What does this movie get exactly right about working in a movie theater?  That the staff makes up one big, happy (?) crazy dysfunctional family, that's for sure.  And the staff is organized in a pyramid-like configuration, there's one theater manager, below him are a couple of middle managers, and then there are crew chiefs and training managers, then a whole lot of grunts selling tickets and concessions and sweeping up after the show.  And moving up the pyramid takes a WHOLE lot of time, in fact if you don't have ten or twelve years to invest in that job you're probably better off looking for greener pastures elsewhere, or at least having another gig or a side hustle.  

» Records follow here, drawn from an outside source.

PR #2403, opened 2023-03-03
Adding kubeflow-groups headers for kubeflow components

axel7083:
Following those PR:
- https://github.com/kubeflow/kubeflow/pull/7022
- https://github.com/kubeflow/pipelines/pull/8918

The [oidc-authservice](https://github.com/arrikto/oidc-authservice) support **GROUPS_HEADER**, the istio configuration need to be adjusted to allow kubeflow components to consume it. Adding `kubeflow-groups` allows the components to access the header.


juliusvonkohout:
We are moving away from oidc-atuhservice and this PR is stale

PR #2428, opened 2023-03-28
Update kubeflow/kubeflow manifests from v1.7.0

DomFleischmann:
Update kubeflow/kubeflow manifests for v1.7.0


difince:
@difince - add myself to get notified when the PR is merged

PR #2435, opened 2023-04-05
Replacing autoscaling/v2beta2 by autoscaling/v2

axel7083:
## Description

apiVersion `autoscaling/v2beta2` for HorizontalPodAutoscaler is deprecated and need to be replaced by apiVersion `autoscaling/v2`.

The change has already been made in multiple files but was still v2beta2 in `common/knative/knative-serving/base/upstream/serving-core.yaml` .


annajung:
Thanks for catching that!
/lgtm

ruckc:
Ran into this issue this morning, glad its an easy solution.

annajung:
cc @kimwnasptd for review

PR #2466, opened 2023-06-01
Add end-to-end testing proposal

annajung:
Move the content of [end-to-end manifest testing proposal doc](https://docs.google.com/document/d/1ipY1RxnAuJCFHJAd9xc7KfFaiMZQTQtk92u_HY5eBl4) to github

During May 18th meeting, it was agreed to move the content of the proposal into the Manifest repo and collect the proposal in one place.

The date in the file name (20230323) represents the day the proposal was approved.

cc @DomFleischmann @kimwnasptd

### DIFF
--- a/proposals/20230323-end-to-end-testing.md
+++ b/proposals/20230323-end-to-end-testing.md
@@ -1,8 +1,7 @@
 # End-to-end Testing
 
-**Authors**: Dominik Fleischmann ([@domFleischmann](https://github.com/domFleischmann)),
-Kimonas Sotirchos ([@kimwnasptd](https://github.com/kimwnasptd)),
-and Anna Jung ([@annajung](https://github.com/annajung))
+**Authors**: Dominik Fleischmann ([@domFleischmann](https://github.com/domFleischmann)), Kimonas
+Sotirchos ([@kimwnasptd](https://github.com/kimwnasptd)), and Anna Jung ([@annajung](https://github.com/annajung))
 
 ## Background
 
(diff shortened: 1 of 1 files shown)


proposals/20230323-end-to-end-testing.md
```diff
@@ -0,0 +1,372 @@
...
+Enable the e2e testing for the Manifest repo and leverage it to shorten the manifest testing phase of the Kubeflow
+release cycle and to increase quality of the Kubeflow release by ensuring Kubeflow components and dependencies work
+correctly together.
+
+## Proposal
+
+After some initial conversations, it has been agreed to create integration tests based on GitHub Actions, which will
+spawn an EC2 instance with enough resources to deploy the complete Kubeflow solution and run some end-to-end testing.
+
+### Alternative solutions considered
```
kimwnasptd, line 32: Can we move this section to the end of the doc? IMO it's more clear if the proposal is focused only on what we propose, and then at the end expose some info on the alternatives. So the reader's focus is always on the selected approach while going through the doc

proposals/20230323-end-to-end-testing.md
```diff
@@ -0,0 +1,372 @@
...
+- [Create an EC2 instance](#create-an-ec2-instance)
+- [Install a Kubernetes on the instance](#install-a-kubernetes-on-the-instance)
+- [Deploy Kubeflow](#deploy-kubeflow)
+- [Run tests](#run-tests)
+- [Log and report errors](#log-and-report-errors)
+- [Clean up](#clean-up)
+
+### Create an EC2 instance
+
+Access the AWS credentials (stored as GH Secrets) and create an EC2 instance
```
kimwnasptd, line 59: Could expose some more info here regarding what are the type of info that we'll need to be storing as GH Secrets? Like:
1. The AWS account name
2. The key used for authenticating 
3. etc...

proposals/20230323-end-to-end-testing.md
```diff
@@ -0,0 +1,372 @@
...
+While juju provides more capability, the proposal is to use the tool as config management and a medium to deploy and
+connect with EC2 instances.
+
+**Note**: Using GitHub Secrets to store AWS credentials will not allow any forked repositories to access the secrets.
+
+### Install a Kubernetes on the Instance
+
+Install Kubernetes on the EC2 instance where Kubeflow will be deployed and tested
+
+To install Kubernetes, we explored two options and propose to use **KinD**
```
kimwnasptd, line 83: Following my rationale abovee, let's only keep this section for how to install KinD and put MicroK8s in the Alternatives Considered section at the end

kimwnasptd (commented):
Thanks @annajung! Left some small comments, mostly regarding the structure. Rest LGTM

proposals/20230323-end-to-end-testing.md
annajung: Moved to the last section

proposals/20230323-end-to-end-testing.md
annajung: Moved to the last section

proposals/20230323-end-to-end-testing.md
annajung: I created another step in the beginning called "Create credentials required by the AWS" to address what variables need to be created. PTAL

kimwnasptd: Looks great, thanks!

kimwnasptd:
Also the more I think of defining the test as an ipynb the more I start to like it. This way we can also test KFP credentials from inside the cluster and will reduce the setup logic, since we won't need to be port-forwarding in-cluster services.

Will also work in parallel with injecting the required AWS credentials in the repo.

/lgtm
/approve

Also, you might get into it thinking you're going to see ALL the movies for free, and isn't that a great perk?  But the fact of the matter is, you're probably going to be so busy working at the theater that you WON'T see every movie that plays there.  After a long shift you're probably just going to want to go home, eat dinner and get some sleep, especially if you have to open up the next morning and do it all again.  Oh, sure, you could come in to the theater on your day off and watch a movie then, only on your day off, do you REALLY want to go to the place where you work?  Of course not, you'd rather sleep in and then do something else, like go to the beach or catch up on some reading or do some errands, maybe get to that doctor's appointment or see the dentist, I mean, it's been a while, hasn't it?  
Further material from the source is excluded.